┏━━

PR #2515, opened 2021-05-25
[CA-1359] A11y: Tables without content

andrewmarcus:

From the original:

### Tables without content

I found that, despite all of the ARIA cleanups I previously did with tables, they were still not semantically correct in the case where there was no content, because the message indicating this was just jammed in there without being wrapped properly into a row. I've fixed this and made it consistent across all of the different table components.


src/components/table.js
```diff
@@ -187,13 +187,17 @@ const ariaSort = (sort, field) => {
   return null
 }
 
+const noContent = ({ noContentMessage, noContentRenderer = _.noop, defaultMessage = 'Nothing to display' }) => {
```
zarsky-broad: Since `defaultMessage` isn't overridden anywhere, can we make it not be an argument?

andrewmarcus: The idea was that different things that use this function could potentially have different defaults. But you're right, I'm not currently using that, and don't have any plans to. I'll strip it out.

src/pages/workspaces/List.js
```diff
@@ -176,7 +176,7 @@ export const WorkspaceList = () => {
       rowCount: sortedWorkspaces.length,
       tableName: currentTab?.tableName || 'workspaces',
       noContentRenderer: () => Utils.cond(
-        [loadingWorkspaces, () => null],
+        [loadingWorkspaces, () => 'Loading...'],
```
s-rubenstein, line 179: Nit: This seems like an unrelated change. Is that necessary for this PR? (I am fine with it going in, just want to make sure it is necessary)

src/components/table.js
```diff
@@ -450,7 +484,21 @@ export const GridTable = Utils.forwardRefWithName('GridTable', ({
           containerRole: 'presentation',
           'aria-readonly': null, // Clear out ARIA properties which have been moved one level up
           'aria-label': `${tableName} content`, // The whole table is a tab stop so it needs a label
-          noContentRenderer: () => div({ style: { marginTop: '1rem', textAlign: 'center', fontStyle: 'italic' } }, [noContentMessage]),
+          noContentRenderer: () => {
+            return div({
```
s-rubenstein: This exact div formatting and styling seems oft repeated. Can we abstract that out to a component? Just noting that the changes are repeated three times, and I could see that being easy to overlook in the future.

andrewmarcus: Yep, that's a great point! Actually, now that I look at it some other parts of the table structure could probably be extracted out too, but I'll at least do this one. :)

src/pages/workspaces/List.js
andrewmarcus: The table previously displayed nothing while it was loading. But now with the new functionality, the new default value "Nothing to display" will kick in if the renderer function returns something falsey. That's not quite right in this case, so I changed it to something more accurate.

s-rubenstein (approved):
LGTM

src/components/table.js
```diff
@@ -187,13 +187,27 @@ const ariaSort = (sort, field) => {
...
+])
+
 /**
  * A virtual table with a fixed header and flexible column widths. Intended to take up the full
  * available container width, without horizontal scrolling.
  */
 export const FlexTable = ({
   initialY = 0, width, height, rowCount, variant, columns = [], hoverHighlight = false,
-  onScroll = _.noop, noContentMessage = null, headerHeight = 48, rowHeight = 48,
+  onScroll = _.noop, noContentMessage, noContentRenderer = _.noop, headerHeight = 48, rowHeight = 48,
```
jacmrob, line 210: out of curiosity, what is the difference between `_.noop` and `null`?

jacmrob (approved):

src/components/table.js
andrewmarcus: `_.noop` can be called as a function without producing errors and without needing to check for existence

BAD:
```
let noContentRenderer = null
noContentRenderer() // throws an exception
```

GOOD:
```
let noContentRenderer = _.noop
noContentRenderer() // does nothing
```

dmohs (approved):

┗━━

Exercise requirements:
Your response should be the lines of the entries above that include the string "field".

Exercise answer:
@@ -187,13 +187,17 @@ const ariaSort = (sort, field) => {
@@ -187,13 +187,27 @@ const ariaSort = (sort, field) => {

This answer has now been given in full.